A common error in risk prioritization is treating near-term and long-term risks as competing: arguing that focus on existential long-horizon concerns distracts from near-term harms, or that focus on near-term harms is too short-sighted given longer-horizon concerns. This is a false tradeoff. Serious AI safety work addresses both, for complementary reasons. Near-term risks deserve attention because they are happening now. Every week of inaction on documented algorithmic discrimination or surveillance overreach has real costs to real people. Near-term risks are also more tractable: the mechanisms are understood, the victims can be identified, and the interventions are more concrete. Longer-term risks deserve attention because high-stakes developments require long lead times. If transformative AI capabilities arrive within a decade, the governance frameworks, technical safety research, and social institutions needed to manage them take years to develop. Waiting until the risk is imminent to begin preparation is waiting too long. The appropriate comparison is pandemic preparedness: we do not wait for a pandemic to begin before investing in vaccine research infrastructure, disease surveillance, and public health capacity. The two horizons also interact. The precedents set by how we handle near-term AI risks — whether we build robust oversight institutions, whether we establish norms of accountability for AI developers, whether we build international governance capacity — will shape whether longer-term risks are addressed well or poorly. Getting near-term governance right is foundational to long-term governance.

Updating Your Views

Good risk analysis requires updating beliefs as evidence arrives. The appropriate response to a near-term risk scenario that is not materializing as predicted is to revise the probability downward, not to maintain the original estimate out of consistency. Equally, dismissing longer-term risks because they have not yet occurred is not evidence-based — the absence of a harm so far is weak evidence against a plausible mechanism. Distinguish between 'has not happened yet' and 'is not plausible.'

An AI risk researcher argues that 'we should focus all attention on existential long-term risks because near-term harms are manageable.' A policy advocate argues the reverse. What is the most principled response to this debate?

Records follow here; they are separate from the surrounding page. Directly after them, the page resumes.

PR #65, opened 2020-03-09
[PW-1892] Refactor using Sessions 

cyattilakiss:
Save payment response details into database instead of sessions


controllers/FrontController.php
```diff
@@ -72,4 +122,356 @@ protected function ajaxRender($value = null, $controller = null, $method = null)
...
+        }
+
+        $total = (float)$cart->getOrderTotal(true, \Cart::BOTH);
+
+        // Based on the result code start different payment flows
+        switch ($resultCode) {
+            case 'Authorised':
+                $this->module->validateOrder(
+                    $cart->id,
+                    2,
```
msilvagarcia: Apparently you need to get this number with `Configuration::get`instead

controllers/front/Result.php
```diff
@@ -27,33 +27,50 @@
...
     /**
-     * @throws \Adyen\AdyenException
+     * @throws Adapter_Exception
+     * @throws AdyenException
      */
     public function postProcess()
     {
-        if (!isset($_SESSION['paymentData'])) {
+        // Retrieve cart based on the reference parameter
+        $cart = new \Cart(\Tools::getValue('reference'));
```
msilvagarcia: This `reference` seems too generic and I fear it might be overridden

model/AdyenNotification.php
```diff
@@ -0,0 +1,216 @@
...
+
+        $originalReference = null;
+        if (!empty($notification['originalReference'])) {
+            $originalReference = trim($notification['originalReference']);
+            $sql .= ' AND `original_reference` = "' . pSQL($originalReference) . '"';
+        }
+
+        return $this->dbInstance->getValue($sql);
+    }
+}
```
msilvagarcia: I really love this entire file. Thanks for putting the effort in this kind of organization.

service/notification/NotificationProcessor.php
```diff
@@ -74,87 +81,43 @@ class NotificationProcessor
...
-            . ' SET `processing` = 0, `done` = 0'
-            . ' WHERE `done` = 0'
-            . ' AND `processing` = 1'
-            . ' AND `entity_id` = "' . (int)$id . '"';
-        return $this->dbInstance->execute($sql);
+        switch ($unprocessedNotification['eventCode']) {
+            case AdyenNotification::AUTHORISATION:
+            case AdyenNotification::OFFER_CLOSED:
+                $this->adyenPaymentResponse->deletePaymentResponseByCartId($unprocessedNotification);
+                break;
```
msilvagarcia: I would prefer to see an `if` statement instead.

adyen.php
```diff
@@ -87,10 +87,15 @@ class Adyen extends PaymentModule
...
+    /**
+     * @var Adyen\PrestaShop\model\AdyenPaymentResponse
+     */
+    private $adyenPaymentResponseModel;
+
     /**
      * Adyen constructor.
      *
-     * @throws \PrestaShop\PrestaShop\Adapter\CoreException
+     * @throws Adapter_Exception
```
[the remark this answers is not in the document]
cyattilakiss: This is the exception for 1.6 you can find it in /Adapter/Adapter_Exception.php
I usually work on 1.6 that's why the auto phpdoc changed to this - it would be a good idea to stick to one version (1.7 I would say)

adyen.php
```diff
@@ -994,8 +1043,8 @@ public function hookPaymentReturn()
     }
 
     /**
-     *
-     * @throws \PrestaShop\PrestaShop\Adapter\CoreException
+     * @return |null
+     * @throws Exception
```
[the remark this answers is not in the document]
cyattilakiss: The same as before "I usually work on 1.6 that's why the auto phpdoc changed to this"

controllers/FrontController.php
cyattilakiss: PS_OS_PAYMENT from the Configuration table you mean?
Yes that would be a great idea - easier to understand than just a 2 in the middle of the code ;)

controllers/front/Result.php
cyattilakiss: maybe merchantReference? 
I was thinking about the same with the reference but I also didn't want to include our naming

model/AdyenNotification.php
cyattilakiss: Thanks for noticing ;)

service/notification/NotificationProcessor.php
cyattilakiss: The only reason I created the switch because when we implement new and new notification types we are going to move to switch like in all the other plugins - so I just immediately moved there.

cyattilakiss:
@msilvagarcia Thanks for the feedback.
Yes this is massive, indeed :D I understand you loosing the focus. If it was not written by me probably would have happened to me as well. (or still does :) )
I hope you had a nice holiday and flight back btw ;)

controllers/FrontController.php
msilvagarcia: Not sure which value exactly, but yes :)

controllers/front/Result.php
msilvagarcia: `merchantReference` seems a bit better, although I was thinking about prefixing it with `adyen`. So `adyenMerchantReference`?

service/notification/NotificationProcessor.php
msilvagarcia: While I understand the reasoning, we could achieve a similar structure with early returns instead. But then it becomes a matter of preference I think.

My problem with long `switch` statements is that it's harder to figure out what is being compared since the variable is only at the top of the statement. To write `if` statements you need to add the variable in it, which makes it more verbose.

I'll leave the decision to you because of the deadline :)

adyen.php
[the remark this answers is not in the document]
msilvagarcia: For annotations I would stick to 1.7 as well.

service/notification/NotificationProcessor.php
cyattilakiss: Let's leave it like this now and we gonna discuss together with Angel how to refactor it in all the plugins so we can follow a standard approach :)

controllers/front/Result.php
cyattilakiss: I like the adyenMerchantReference - going to switch to that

A student argues that long-term AI risks are 'not real' because they have not happened yet. What is the most precise logical error in this argument?

Build a Risk Timeline

  1. Create a structured timeline of AI risks across three horizons: now (documented harms occurring today), near-future (risks with plausible mechanisms likely to materialize within 5-10 years given current trends), and longer-term (risks that require extrapolation beyond current capabilities).
  2. For each horizon, identify at least two specific risk scenarios.
  3. For each scenario, record:
  4. - The specific harm and who bears it
  5. - The evidence supporting the placement on the timeline (not speculation — what actual observations or documented trends support this timing?)
  6. - One intervention that would address this risk, and whether that intervention needs to begin now to be effective in time
  7. Then answer this synthesis question in a paragraph: Looking at your full timeline, is there any scenario where waiting to act until the risk is fully confirmed would result in the intervention being too late? What does your answer imply about how much uncertainty is acceptable before taking precautionary action?
  8. Share timelines in small groups. Where does your group disagree on placement? What evidence would resolve the disagreement?